There would be no NCAA sanctions in the end. But it took a toll on many, including Fox — the uncertainty, and seeing the baseball program slip after the 2013 College World Series appearance.
“I’d like to think I handled it pretty well, from years of coaching, knowing that you’re going to have highs and lows,” he said. “And you better enjoy the highs because the lows are coming. No matter how much you protect yourself and try to avoid them, they’re pretty much inevitable because winning is not guaranteed.”
Fox said the challenge for the coaching staff was the same as they ask of the players. As he said, “We looked ourselves in the mirror first.”
“We said, ‘OK, what do we need to do, what do we need to change?’ I had to look at myself first from a responsibility standpoint. Are we getting too complacent? Do we need to make some changes?”
What else did Fox see in the mirror?
“I think I’m my harshest critic,” he said. “You don’t have to think about that as much when you’re younger and you’re coaching. You really have to think about it as you get older. The kids stay the same. So am I in their world? … Sometimes you have to loosen up a little bit. They are kids. They are playing a game.
“So that’s probably what I saw. I want to win, I want to win at the highest level. And you go from the World Series to not making the ACC tournament and it’s on me. It’s not on them, it’s on me. I get it.”
Fox reassessed everything, from the coaching staff to practices to the “culture” of the program. And the players. They needed to be evaluated — the leadership of the group, the team’s attitude.
Was there too much selfishness? Was there enough accountability? Was there enough hard work?
“You can make it all about you in baseball,” Fox said. “You have to preach team — “we” over “me” — all the time.”
Fox noted that for 35 years, every player has received a letter from him before the season detailing what’s expected of them. He revisited that letter.
“I had to read it myself and said, OK, it’s still what we’re doing,” he said.
Little has changed in his approach since the days at Wesleyan, when the team meal at times was burgers and fries from McDonald’s or Hardee’s.

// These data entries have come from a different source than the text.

Issue #1487, opened 2023-07-05
TinyPilot reports H.264 failure when remote display is just off


mtlynch:
One issue I've run into a lot lately is that when the remote computer is just powered off and there's no video signal, TinyPilot thinks that H.264 has failed:

![image](https://github.com/tiny-pilot/tinypilot/assets/7783288/9d353a47-1172-4f00-a73e-6259b6984097)

We should adjust the H.264 -> MJPEG failover to check first whether there's a signal at all. If the reason Janus isn't streaming anything is that there's no image to stream, we shouldn't fail over to MJPEG or present a warning to the user.

## To repro

1. Enable H.264 video on TinyPilot
2. Turn off target computer

Expected: TinyPilot stays in H.264 mode.

Actual: TinyPilot fails over into MJPEG mode.

## Longer demo

https://github.com/tiny-pilot/tinypilot/assets/7783288/470664a0-55d9-4197-b6b6-40977a5eb3f5

mtlynch:
I'm realizing we need to get the 2.6.1 image to the contract manufacturer pretty early so that there's no confusion over which version to use, so I'm punting this one to 2.6.2.

PR #1619, opened 2023-09-06
Maintain h.264 video stream when target machine is switched off

jdeanwallace:
Resolves https://github.com/tiny-pilot/tinypilot/issues/1487

This PR refactors our remote-screen WebRTC API to allow media tracks to be added/removed without automatically enabling/disabling the WebRTC streaming mode. This gives more responsibility to the (function) caller, but also gives more control in deciding when to change streaming modes.

Demo video:

https://github.com/tiny-pilot/tinypilot/assets/6730025/d891fbcb-1cea-41fe-b775-948b5a9879e6

Notes
1. We've renamed `enableWebrtcStreamTrack` -> `addWebrtcStreamTrack`
    * This method no longer enables WebRTC mode (i.e., shows the video element)
1. We've renamed `disableWebrtcStreamTrack` -> `removeWebrtcStreamTrack`
    * This method no longer disables WebRTC mode (i.e., hides the video element)
1. WebRTC mode can now both be enabled and have zero media tracks
    * This was the cause of the original bug
1. The remote-screen will still failover to MJPEG when the connection to Janus fails, but will not try to reconnect until a full page refresh

<a data-ca-tag href="https://codeapprove.com/pr/tiny-pilot/tinypilot/1619">Review on CodeApprove</a>

### DIFF
--- a/app/static/js/webrtc-video.js
+++ b/app/static/js/webrtc-video.js
@@ -181,9 +181,7 @@ function attachToJanusPlugin() {
 
       if (added) {
         await remoteScreen.addWebrtcStreamTrack(track);
-        if (!remoteScreen.webrtcEnabled) {
-          await remoteScreen.enableWebrtc();
-        }
+        await remoteScreen.enableWebrtc();
       } else {
         await remoteScreen.removeWebrtcStreamTrack(track);
       }
--- a/app/static/js/webrtc-video.js
+++ b/app/static/js/webrtc-video.js
@@ -174,15 +174,18 @@ function attachToJanusPlugin() {
      * @param {string} mid - The Media-ID.
      * @param {boolean} added - Whether the track was added or removed.
      */
-    onremotetrack: function (track, mid, added) {
+    onremotetrack: async function (track, mid, added) {
       console.debug(
         `Remote ${track.kind} track "${mid}" ${added ? "added" : "removed"}.`
       );
 
       if (added) {
-        remoteScreen.enableWebrtcStreamTrack(track);
+        await remoteScreen.addWebrtcStreamTrack(track);
+        if (!remoteScreen.webrtcEnabled) {
+          await remoteScreen.enableWebrtc();
+        }
       } else {
-        remoteScreen.disableWebrtcStreamTrack(track);
+        await remoteScreen.removeWebrtcStreamTrack(track);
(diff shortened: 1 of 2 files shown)


jdeanwallace:
##### Automated comment from [CodeApprove ➜](https://codeapprove.com/pr/tiny-pilot/tinypilot/1619)

mtlynch:
I'm reassigning this one to @jotaen4tinypilot. I think he'll do a better review, and he's back pretty soon. I'm a bit swamped this week.

jdeanwallace (commented):
##### Automated comment from [CodeApprove ➜](https://codeapprove.com/pr/tiny-pilot/tinypilot/1619)



<hr />

```
> Line 335
         * - If both video and audio are blocked, we stay on MJPEG.
```
Yes, this was intentional, but wrong. I have restored the original comment, thanks. 

<hr />

```
> Line 336
        async enableWebrtc() {
```
> Seeing that we have only a single invocation of enableWebrtc(), we could also consider to make the enabling logic an implicit implementation detail of addWebrtcStreamTrack

Well, the original bug (i.e., remote-screen falls back to MJPEG when target machine is powered off) happened because we were implicitly disabling WebRTC mode when there are zero video tracks. So I removed that implicit behavior and renamed both methods to only do one thing (i.e., add/remove a media track). I think it would be unintuitive to have `addWebrtcStreamTrack` implicitly enable WebRTC mode and have `removeWebrtcStreamTrack` not implicitly disable  WebRTC mode. So to avoid that, I made `enableWebrtc` responsible for enabling WebRTC mode.

> An alternative approach could be to make enableWebrtc so that it is safe to call any time

Thanks, based on this and your other comments, `enableWebrtc` now guards that the media stream has been initialized and that there is at least 1 video track added.

<hr />

```
> Line 375
          if (mediaStreamTrack.kind === "video") {
```
Thanks, I've preserved this behavior in the `enableWebrtc` method.


<hr />

jdeanwallace (commented):
##### Automated comment from [CodeApprove ➜](https://codeapprove.com/pr/tiny-pilot/tinypilot/1619)



<hr />

```
> Line 326
         * Displays the WebRTC stream while hiding the MJPEG stream.
```
Thanks, done.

In 1989, Eric Jarman’s home run in the 13th inning gave Wesleyan an 8-7 victory over Cal State Stanislaus in the Division III national championship game in Bristol, Conn. In 2006, Flack delivered a two-out, two-run homer in the bottom of the ninth inning against Alabama that won the Tuscaloosa Super Regional and gave Fox his first World Series trip as UNC’s coach.
"It was hard to get that far and come up that short," Flack said of the CWS losses to Oregon State. "But the older I get the more I appreciate how far we made it and the experience we shared as a team. That's something that always carries on."
Coaching and baseball, in many ways, can be a continuum, stretching across decades. But everything comes to an end eventually.
Fox, born in Asheville but raised in Charlotte, has proven himself as a coach. He’s back in Omaha, again.
Could Fox be tempted to retire should the Tar Heels win it all? A new contract might be in the works and he might choose to continue to “live the dream,” as he calls coaching his alma mater.
“It would be a heck of a closure to a tremendous career,” said Jarman, a Greenville native. “He will become a grandfather soon and I sent him a message saying it would be quite special if he gets a national championship and a grand child within weeks of one another.”